Hope it doesn't repeat itself. Sounds like a cluster error, or a vehicle speed sensor on the fritz. I'd bet cluster, knowing others have had problems with theirs.


----------



## Xlr8machineshop (Jul 17, 2011)

It's a known problem happend to a number of people on this site including me brought it to the dealer and they could not recreate so they did nothing apparently you have to complain a few times for a fix


----------



## Jim Frye (Mar 16, 2011)

Skagit ECO said:


> While stopped at a red, light my digital speedometer read 109 mph!! By the time the light turned green it had dropped to 99. Once I got going the speedometer displayed actual speed. I have only noticed this once. Otherwise no problems after 4,500 miles. BTW my '12 ECO MT DIC reports an average of 35.0 mpg since new. Fuelly reports about 4% less at 33.5 mpg. About 50% interstate driving all on 87 octane +10% ethanol. Overall it's a great car for the money although I doubt it will do 109.


There was a TSB out last year that addressed dirty wheel speed sensors and how to correct it. The wheel speed sensors are rings with magnet material embedded in them. If the rings get dirt on them, they can give false speed readings to the computers.


----------



## XtremeRevolution (Jan 19, 2012)

Jim Frye said:


> There was a TSB out last year that addressed dirty wheel speed sensors and how to correct it. The wheel speed sensors are rings with magnet material embedded in them. If the rings get dirt on them, they can give false speed readings to the computers.


Odd...It was always transmission sensor that determined wheel speed, as the wheel speed sensors have always been used for ABS and occasionally tire pressure purposes. You sure the car goes based on wheel speed sensors to determine its actual speed?

Those sensors are also magnetic and detect rotations based on pulses when a gear-type plate moves across them. It takes quit a bit of dirt to disrupt that magnetic field.

BTW, you can probably get a bit better fuel economy if you're careful. I averaged 37mpg last tank. I live in the suburbs, but that was still 90% in-town driving.


----------



## 20126spdRS (Dec 27, 2011)

my dealer did a BCM software update to get this fixed it was happening to me about 3-4 times a week. dealer could not get it to happen. is the car an M/T??? my car has done it twice since then and i got the update 2-3 months ago. if you notice the radio gets louder also due to the speed adjusted sound I.E. the radio gets louder as you go faster to compinsate for road noise and wind ext...


----------



## Jim Frye (Mar 16, 2011)

XtremeRevolution said:


> Odd...It was always transmission sensor that determined wheel speed, as the wheel speed sensors have always been used for ABS and occasionally tire pressure purposes.

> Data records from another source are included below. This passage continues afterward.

PR #2746, opened 2026-07-23
CAMS-824 Limit trustee/staff phones to 20, track additions

fmaddenflx:
# Purpose

Cap the number of phone numbers a trustee (or a single staff member) can accumulate, and give the team visibility into how often phone numbers are actually being added, without silently letting an unbounded list grow in either the UI or the API.

# Major Changes

* Added `MAX_PHONE_NUMBERS = 20` to `common/src/cams/trustees.ts` as the single source of truth for the limit
* `trusteeContactSpec.phones` now rejects arrays over 20 entries server-side — since `staffInputSpec.contact` wraps this same spec, one change enforces the limit on both the trustee internal-contact PATCH and the staff POST/PUT paths
* `PhoneEntryList` hides the "Add Another Phone" button once a contact reaches 20 phone entries
* Backend now fires an App Insights `'Phone Number Added'` custom event (via the existing `context.observability` trace pattern, matching `'Trustee Name Edited'`) whenever an update actually persists a net-new phone number — once per phone added, tagged with `contactType: 'internal' | 'staff'`
* No running total is computed or sent — existing App Insights workbooks already tally custom events via `customEvents | summarize count()`, so the workbook does the aggregation, consistent with every other custom event in this codebase

# Testing/Validation

* Added unit tests for the 20-phone validation limit in `common` (validator) and `user-interface` (button visibility)
* Added unit tests for the telemetry in `backend`, covering: trustee internal-contact updates that add phones, staff member creation (all phones counted as new), staff member updates (before/after diff), and confirming no event fires when phones are only removed
* Full `common`/`backend`/`user-interface` suite passes; the only failures present (~79-81 Okta/MSW-related tests, count varies by run) were confirmed pre-existing on the clean baseline before this branch, unrelated to this work

# Notes

Deliberately did not touch the Azure Application Insights workbook (Bicep/JSON under `ops/cloud-deployment/lib/workbooks/`) to add a panel visualizing the new event — that's deployed shared infrastructure, so filed `cams-w5lz` to track it as separate follow-up work rather than bundling an infra change into this PR. The pattern to extend is already established in `trustee-name-management-metrics.json`, which queries a backend-only event (`'Trustee Name Edited'`) the same way.

# Definition of Done:

## Summary by Sourcery

Limit trustee and staff contacts to a maximum of 20 phone numbers and add telemetry for phone number additions.

New Features:
- Enforce a shared 20-phone maximum for trustee internal contacts and staff member contacts via common validation.
- Hide the "Add Another Phone" button in the phone entry UI once a contact reaches 20 phone numbers.
- Emit a "Phone Number Added" App Insights event for each newly added phone number on trustee internal contacts and staff members, tagged by contact type.

Enhancements:
- Introduce a central MAX_PHONE_NUMBERS constant in the shared trustees model for consistent limits across backend and UI.

Tests:
- Add validator tests to ensure the 20-phone limit is accepted at the boundary and rejected when exceeded.
- Add UI tests to verify visibility of the add-phone button below and at the 20-phone threshold.
- Add backend tests to confirm phone addition telemetry fires for staff creation, staff updates, trustee internal-contact updates, and does not fire when phones are only removed.

### DIFF
--- a/backend/lib/use-cases/trustee-staff/trustee-staff.test.ts
+++ b/backend/lib/use-cases/trustee-staff/trustee-staff.test.ts
@@ -179,6 +179,27 @@ describe('TrusteeStaffUseCase', () => {
         }),
       );
     });
+
+    test('should track a Phone Number Added event for each phone on the new staff member', async () => {
+      vi.spyOn(MockMongoRepository.prototype, 'read').mockResolvedValue(mockTrustee);
+      vi.spyOn(MockMongoRepository.prototype, 'createStaffMember').mockResolvedValue(
+        createdStaffMember,
+      );
+      vi.spyOn(MockMongoRepository.prototype, 'createTrusteeHistory').mockResolvedValue(undefined);
+      const completeTraceSpy = vi.spyOn(context.observability, 'completeTrace');
+
+      await trusteeStaffUseCase.createStaffMember(context, trusteeId, validInput);
+
+      const phoneAddedCalls = completeTraceSpy.mock.calls.filter(
+        (call) => call[1] === 'Phone Number Added',
+      );
+      expect(phoneAddedCalls).toHaveLength(validInput.contact!.phones!.length);
+      phoneAddedCalls.forEach((call) => {
+        expect(call[2]).toEqual(
+          expect.objectContaining({ success: true, properties: { contactType: 'staff' } }),
+        );
+      });
+    });
   });
 
   describe('getStaffMember', () => {
@@ -334,6 +355,47 @@ describe('TrusteeStaffUseCase', () => {
           after: updatedStaffMember,
         }),
       );
+    });
+
+    test('should track a Phone Number Added event for each phone added to the staff member', async () => {
+      const mockTrustee = { id: trusteeId, name: 'Test Trustee' };
+      const staffWithOnePhone = MockData.getTrusteeStaff({
+        id: staffId,
+        trusteeId,
+        contact: { phones: [{ type: 'direct', number: '555-000-0001' }] },
+      });
+      const staffWithThreePhones = {
+        ...staffWithOnePhone,
+        contact: {
+          ...staffWithOnePhone.contact,
+          phones: [
+            { type: 'direct' as const, number: '555-000-0001' },
+            { type: 'home' as const, number: '555-000-0002' },
+            { type: 'fax' as const, number: '555-000-0003' },
+          ],
+        },
+      };
+      vi.spyOn(MockMongoRepository.prototype, 'read').mockResolvedValue(mockTrustee);
+      vi.spyOn(MockMongoRepository.prototype, 'readStaffMember').mockResolvedValue(
+        staffWithOnePhone,
+      );
+      vi.spyOn(MockMongoRepository.prototype, 'updateStaffMember').mockResolvedValue(
+        staffWithThreePhones,
+      );
+      vi.spyOn(MockMongoRepository.prototype, 'createTrusteeHistory').mockResolvedValue(undefined);
+      const completeTraceSpy = vi.spyOn(context.observability, 'completeTrace');
+
+      await trusteeStaffUseCase.updateStaffMember(context, trusteeId, staffId, updateInput);
+
+      const phoneAddedCalls = completeTraceSpy.mock.calls.filter(
+        (call) => call[1] === 'Phone Number Added',
+      );
+      expect(phoneAddedCalls).toHaveLength(2);
+      phoneAddedCalls.forEach((call) => {
+        expect(call[2]).toEqual(
+          expect.objectContaining({ success: true, properties: { contactType: 'staff' } }),
+        );
+      });
     });
   });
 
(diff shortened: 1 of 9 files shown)


backend/lib/use-cases/trustee-staff/trustee-staff.ts
```diff
@@ -205,4 +213,22 @@ export class TrusteeStaffUseCase {
       });
     }
   }
+
+  private trackPhoneNumbersAdded(
```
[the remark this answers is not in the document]
cruzjone-flexion: The duplication is small (~8 lines) and these two classes live in separate modules. A shared helper would require either a new utility file or a cross-use-case dependency — both are more coupling than the duplication warrants at two call sites. Leaving as-is.

backend/lib/use-cases/trustees/trustees.ts
```diff
@@ -552,6 +552,13 @@ export class TrusteesUseCase {
       );
     }
 
+    this.trackPhoneNumbersAdded(
```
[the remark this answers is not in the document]
cruzjone-flexion: The duplication is small (~8 lines) and these two classes live in separate modules. A shared helper would require either a new utility file or a cross-use-case dependency — both are more coupling than the duplication warrants at two call sites. Leaving as-is.

common/src/cams/trustees-validators.ts
```diff
@@ -119,7 +119,15 @@ export const typedPhoneNumberSpec: ValidationSpec<TypedPhoneNumber> = {
 
 export const trusteeContactSpec: ValidationSpec<TrusteeContact> = {
   address: [V.optional(V.nullable(V.spec(addressSpec)))],
-  phones: [V.optional(V.arrayOf(V.spec(typedPhoneNumberSpec)))],
+  phones: [
+    V.optional(V.arrayOf(V.spec(typedPhoneNumberSpec))),
+    V.optional(
+      V.maxLength(
+        MAX_PHONE_NUMBERS,
+        `No more than ${MAX_PHONE_NUMBERS} phone numbers are allowed.`,
```
jalba-flexion: Extract message to a constant (can be reused for test also)

jalba-flexion (changes requested):

backend/lib/use-cases/trustee-staff/trustee-staff.test.ts
```diff
@@ -335,6 +356,47 @@ describe('TrusteeStaffUseCase', () => {
...
+        (call) => call[1] === 'Phone Number Added',
+      );
+      expect(phoneAddedCalls).toHaveLength(2);
+      phoneAddedCalls.forEach((call) => {
+        expect(call[2]).toEqual(
+          expect.objectContaining({ success: true, properties: { contactType: 'staff' } }),
+        );
+      });
+    });
   });
```
cruzjone-flexion, line 437: **Missing removal-path test for staff phone tracking**

`trustees.test.ts` has an explicit test verifying no `'Phone Number Added'` event fires when phones are removed, but this file has no equivalent. Since `trackPhoneNumbersAdded` is a separate private method in each class, the removal path here is only covered implicitly.

```typescript
test('should not track a Phone Number Added event when phones are removed', async () => {
  const staffWithTwoPhones = MockData.getTrusteeStaff({
    id: staffId,
    trusteeId,
    contact: {
      phones: [
        { type: 'direct' as const, number: '555-000-0001' },
        { type: 'home' as const, number: '555-000-0002' },
      ],
    },
  });
  const staffWithOnePhone = {
    ...staffWithTwoPhones,
    contact: { ...staffWithTwoPhones.contact, phones: [{ type: 'direct' as const, number: '555-000-0001' }] },
  };
  vi.spyOn(MockMongoRepository.prototype, 'read').mockResolvedValue(mockTrustee);
  vi.spyOn(MockMongoRepository.prototype, 'readStaffMember').mockResolvedValue(staffWithTwoPhones);
  vi.spyOn(MockMongoRepository.prototype, 'updateStaffMember').mockResolvedValue(staffWithOnePhone);
  vi.spyOn(MockMongoRepository.prototype, 'createTrusteeHistory').mockResolvedValue(undefined);
  const completeTraceSpy = vi.spyOn(context.observability, 'completeTrace');

  await trusteeStaffUseCase.updateStaffMember(context, trusteeId, staffId, updateInput);

  const phoneAddedCalls = completeTraceSpy.mock.calls.filter((call) => call[1] === 'Phone Number Added');
  expect(phoneAddedCalls).toHaveLength(0);
});
```

common/src/cams/trustees-validators.ts
cruzjone-flexion: ✅ Done — extracted to `MAX_PHONE_NUMBERS_MESSAGE` in `trustees-validators.ts` and updated the test to reference it.

backend/lib/use-cases/trustee-staff/trustee-staff.test.ts
cruzjone-flexion: ✅ Added the removal-path test to match the one in `trustees.test.ts`.

jalba-flexion (approved):

cruzjone-flexion (approved):

PR #254, opened 2023-06-13
Add instructions for service providers

DKbyo:
Add instructions of what to do if your customers are getting a 403 error when connecting from your ASNs


DKbyo:
I still need some confirmations...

You sure the car goes based on wheel speed sensors to determine its actual speed?
> 
> Those sensors are also magnetic and detect rotations based on pulses when a gear-type plate moves across them. It takes quit a bit of dirt to disrupt that magnetic field.
> 
> BTW, you can probably get a bit better fuel economy if you're careful. I averaged 37mpg last tank. I live in the suburbs, but that was still 90% in-town driving.

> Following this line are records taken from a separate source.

PR #260, opened 2023-09-21
Submit a Simplified Chinese translation file for README

Zhoneym:
Submit a Simplified Chinese translation file for README

### DIFF
--- a/README_CN.md
+++ b/README_CN.md
@@ -1,4 +1,4 @@
-# registry.k8s.io
+# registry.k8s.io 中文说明
 
 本项目实现了 registry.k8s.io 的后端，这是 Kubernetes 的容器镜像注册表。
 
--- a/README_CN.md
+++ b/README_CN.md
@@ -12,7 +12,7 @@
 
 ## 稳定性
 
-registry.k8s.io 已经GA，我们要求所有用户尽快从 k8s.gcr.io 迁移过来。
+registry.k8s.io 已经 GA，我们要求所有用户尽快从 k8s.gcr.io 迁移过来。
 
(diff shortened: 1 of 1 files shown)


BenTheElder:
Hmm, without an active program to manage this, it seems it will just fall out of sync with our existing docs.

Reaching out to SIG docs who do maintain translations for kubernetes/website.

sftim:
/hold

We don't have reviewers and approvers who can review and maintain this document; nor do we plan to.

OK to unhold if we do have a team of SIG Release approvers who can maintain Chinese and would like this README to exist with localized content.

reylejano:
I agree with @sftim that SIG Docs does not have reviewers and approvers to maintain this and is outside the scope of the zn localization team 

@Zhoneym , you can contact the SIG Docs zh localization team on the [#documentation-docs-zh on Kubernetes Slack](https://kubernetes.slack.com/archives/CE3LNFYJ1)

I'm ok to close this PR unless SIG Release would like the README localized and has reviewers/approvers to maintain

mrbobbytables:
One other potential thought,  would it be worth adding a page somewhere on k8s.io about registry.k8s.io,  the stability guarantees and basic troubleshooting? That would keep it in a place where localization drift could be tracked.

sftim:
> One other potential thought, would it be worth adding a page somewhere on k8s.io about registry.k8s.io, the stability guarantees and basic troubleshooting? That would keep it in a place where localization drift could be tracked.

Yes, that _is_ a good idea. The (English) README can link there, too.

Might end up being two pages as troubleshooting docs are separated out.

BenTheElder:
Let's plan to do that instead. Thank you all!

PR #267, opened 2023-10-17
switch to go1.21.3

BenTheElder:
Latest go. We shouldn't be affected by any of the changes in theory (notably we don't serve HTTP directly so those CVEs have not really been relevant, still good to stay up to date).


upodroid (approved):
LGTM

PR #272, opened 2024-01-20
Update IP addresses data

ameukam:
This is done to include CIDRs for newest AWS and GCP regions where registry.k8s.io will be deployed.


ameukam:
cc @BenTheElder

cmd/archeio/internal/app/buckets_test.go
```diff
@@ -27,9 +27,9 @@ func TestRegionToAWSRegionToHostURL(t *testing.T) {
 	// ensure known regions return a configured bucket
 	regions := []string{}
 	for _, ipInfo := range cloudcidrs.AllIPInfos() {
-		// AWS regions, excluding "GLOBAL" meta region and govcloud
+		// AWS regions, excluding "GLOBAL" meta region, AWS US Gov Cloud and European Soveign Cloud
```
BenTheElder, line 30: FWIW: The name is AWS GovCloud (no spaces) and they usually drop the `(US)` from the end but if it is included its `AWS GovCloud (US)` /shrug

BenTheElder (commented):
/lgtm
/approve

PR #290, opened 2024-07-26
switch geranos/s3uploader to aws-sdk-go-v2

dims:
Pretty straight forward port from v1 to v2. Don't know how to test locally though @BenTheElder 

xref: https://github.com/kubernetes/registry.k8s.io/issues/289


BenTheElder (commented):
Just test in dry run mode which exercises everything except successfully writing files and then we can revert if the periodic fails after this.

cmd/geranos/s3uploader.go
```diff
@@ -197,15 +199,19 @@ func keyForImageRecord(imageDigest string) string {
...
 
 func (s *s3Uploader) blobExists(bucket, key string) (bool, error) {
-	_, err := s.svc.HeadObject(&s3.HeadObjectInput{
+	_, err := s.svc.HeadObject(context.TODO(), &s3.HeadObjectInput{
 		Bucket: aws.String(bucket),
 		Key:    aws.String(key),
 	})
 	if err != nil {
-		// yes, we really have to typecast to compare against an undocument string
-		// to check if the object doesn't exist vs an error making the call
```
BenTheElder, line 206: this comment is still true? "NotFound" is an undocumented error string, this code smells but it's the only way to implement this (I would ordinarily expect in a code review to be comparing to an exported error or constant)

cmd/geranos/s3uploader.go
```diff
@@ -47,29 +49,29 @@ const blobKeyPrefix = "containers/images/"
...
-		})
-	}
-	sess, err := session.NewSession(cfg...)
+	cfg, err := config.LoadDefaultConfig(context.TODO())
 	if err != nil {
 		return nil, err
 	}
+	if dryRun {
+		// Use anonymous credentials for dry run
+		cfg.Credentials = credentials.NewStaticCredentialsProvider("", "", "")
```
BenTheElder, line 65: This is probably the part i'd want to double check, we want to be sure this is anonymous and doesn't attempt to load credentials, it's not as clear in this iteration.

cmd/geranos/s3uploader.go
dims: the `if errors.As(err, &notFound) {` should work! but i saw one report of it may be not working right, so i added the previous check as fallback

cmd/geranos/s3uploader.go
dims: fixed this after dry run testing

BenTheElder (commented):
/lgtm
/approve
thanks dims!

BenTheElder:
We've already run this, but there was nothing to sync:

https://prow.k8s.io/view/gs/kubernetes-jenkins/logs/ar-to-s3-sync/1816893877974470656

Will have to wait for an image promotion.

PR #300, opened 2025-02-06
fix staging auto deploy

### LINKED ISSUE #299: staging instance is not updating
https://prow.k8s.io/job-history/gs/kubernetes-ci-logs/logs/post-registry-push-images

I think there's a gap from clickops enabling Cloud Resource Manager API thrashing vs terraform since we shipped atlantis?

(To be clear: it's good that we shipped atlantis, I think that's just why this was missed before)

Need to enable it in k8s-infra-oci-proxy.

See this failure: https://prow.k8s.io/view/gs/kubernetes-ci-logs/logs/post-registry-push-images/1882968475526238208

It's also currently failed more recently due to failing to find the image, which I think is related to the AR migration?

https://prow.k8s.io/view/gs/kubernetes-ci-logs/logs/post-registry-push-images/1887273066585657344

cc @upodroid FYI

upodroid:
Fixes #299

### DIFF
--- a/hack/make-rules/deploy.sh
+++ b/hack/make-rules/deploy.sh
@@ -37,7 +37,7 @@ fi
 TAG="${TAG:-"$(date +v%Y%m%d)-$(git describe --always --dirty)"}"
 # TODO: this can't actually be overridden currently
 # the terraform always uses the default here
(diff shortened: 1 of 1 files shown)


BenTheElder (commented):
/lgtm
/approve
thank you!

It was my impression that the wheel rotation sensors could affect the speed sensing in the computer. I'd like to be proven wrong. The rings on the wheel speed sensors on the Cruze are segmented magnetics and there are no "gear tooth" to give the pulses. If they get dirty, the pulses get weak and are not picked up correctly, thus giving the wrong readings.


----------



## H3LLON3ARTH (Dec 16, 2011)

Jims right how could the tranny tell you how fast both wheels spin simotanisly 

Sent from my R800x using AutoGuide.com App


----------



## sciphi (Aug 26, 2011)

H3LLON3ARTH said:


> Jims right how could the tranny tell you how fast both wheels spin simotanisly
> 
> Sent from my R800x using AutoGuide.com App


On every other car I've worked on the speedometer has been fed off of a transmission-mounted vehicle speed sensor. Once I had to replace a speedometer cable that went right to the transmission. That was a barrel of fun, not! 

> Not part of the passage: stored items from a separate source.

PR #288, opened 2024-07-18
regular updates: preparing for next release

BenTheElder:
just version & data bumps, so everything is fresh before tagging the next release

aiming to bring production back in sync with staging soon.

PR #301, opened 2025-02-06
Update ip ranges for Q1 2025

upodroid:
It has been a while since we updated the IP ranges #288

When do we want to start parsing ipv6?


dims:
aws-ip-ranges.json is impossible to review! 🙃 

/approve
/lgtm

/hold until we need to merge!

BenTheElder:
> aws-ip-ranges.json is impossible to review! 🙃

you could diff it versus the upstream source, we could try to enforce that but it's difficult because we don't want CI to break everytime there's new data.

I primarily look to see that it looks like valid data, the actual values at worst would just make us less efficient if they're wrong (e.g. if there was a block covering the entire IP space to one vendor)

The generated code file I believe we already lint verify, but otherwise we just want to look for malicious init type behavior right?

BenTheElder (commented):
/lgtm
/approve

upodroid:
I'll cancel the hold after I verify #300 works

xmudrii (approved):
/lgtm
/approve

upodroid:
/hold cancel

autodeploy works

PR #308, opened 2025-07-14
update go, deps, cloud IP data

BenTheElder:
EDIT: this is passing everything (tested locally as well)


BenTheElder:
https://github.com/kubernetes/registry.k8s.io/blob/main/cmd/archeio/docs/testing.md#cluster-e2e-testing

PR #309, opened 2025-07-14
add containerd 2.x to e2e tests, do not cache e2e tests

BenTheElder:
We don't need to test every client and every version, we're just trying to make sure the registry isn't doing anything that breaks in the wild clients versus our read of the spec.

That said, since we _are_ testing with this client, we should really include the current major version.


BenTheElder:
> latest version looks like

yes, I picked the latest release

unless we run into bugs with it (we haven't yet ...), I've been leaving the specific patch versions, so it's clear that the code here broke versus the code there.

BenTheElder:
(the versions also show up as junit test cases / testgrid rows, so changing versions changes which testgrid rows we have)

PR #735, opened 2022-06-01
Feature/process debug breakpoint

MariusWirtz:
Based on #727

### DIFF
--- a/TM1py/Objects/ProcessDebugBreakpoint.py
+++ b/TM1py/Objects/ProcessDebugBreakpoint.py
@@ -52,10 +52,10 @@ class ProcessDebugBreakpoint(TM1Object):
 
     def __init__(
             self,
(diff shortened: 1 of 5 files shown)


MariusWirtz:
@adscheevel 
I made a few small changes. In order to avoid conflicts with the built-in name `breakpoint,` I suggest we name the variable `break_point` in py.
I wonder if we should perhaps rename the `ti_formula` to something similar to the existing `execute_ti_code` because it kinda does the same thing. Except that it only executes one "statement" and returns the result of the statement back to py.

What do you think about `evaluate_ti_statement`? Or is that too long perhaps?

adscheevel:
I like the evaluate_ti_expression you went with for the function. It is long, but best describes the functinality.

Thank you for all the improvements you've added and test cases!

PR #749, opened 2022-06-16
Alignment of float numbers when writing back through unbound process

pbuncik:
This code allows for automatic alignment of float numbers when writing back through unbound process to avoid "Number too big" errors during writeback.


MariusWirtz:
Thanks @pbuncik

The Cruze may be different. It may well use the wheel speed sensors to feed the speedometer, and eliminate a sensor/failure point on the transmission.


----------



## Jim Frye (Mar 16, 2011)

sciphi said:


> On every other car I've worked on the speedometer has been fed off of a transmission-mounted vehicle speed sensor. Once I had to replace a speedometer cable that went right to the transmission. That was a barrel of fun, not!
> 
> The Cruze may be different. It may well use the wheel speed sensors to feed the speedometer, and eliminate a sensor/failure point on the transmission.


Back in the day of rear wheel drive, the mechanical speedo drive was taken from a gear set on the output shaft at the tail end of the transmission. The cable ran up to the dash. You could change gear sets to compensate for different sized tires (i.e. Street Slicks). The speedometer on my '65 Corvair Corsa was driven from the spindle of the left front wheel, as the transaxle was back behind the rear seats. Worked fine, except for speeds over 120 mph. Then the cable would overheat in a tight bend and snap.


----------



## 70AARCUDA (Nov 14, 2010)

sciphi said:


> The Cruze *may be *different. It may well use the wheel speed sensors to feed the speedometer, and eliminate a sensor/failure point on the transmission.


...the Cruze (and most new FWD cars) *are* different. Almost ALL cars with ABS use speed sensors _*on each wheel*_ so the ABS system can detect if _any_ wheel is locking or spinning.


----------



## H3LLON3ARTH (Dec 16, 2011)

Yes thats true I deal with tthis everyday at the shop we use snap on and matco readers almost everyday do to mud dirt even rocks

Sent from my R800x using AutoGuide.com App


----------



## Jim Frye (Mar 16, 2011)

70AARCUDA said:


> ...the Cruze (and most new FWD cars) *are* different. Almost ALL cars with ABS use speed sensors _*on each wheel*_ so the ABS system can detect if any wheel is locking or spinning.


Correct me if I am wrong, but that is how stability control gets its input also. Differential input from the individual wheels.


----------



## 70AARCUDA (Nov 14, 2010)

Jim Frye said:


> Correct me if I am wrong, but that is how stability control gets its input also. Differential input from the individual wheels.


...you are correct.


----------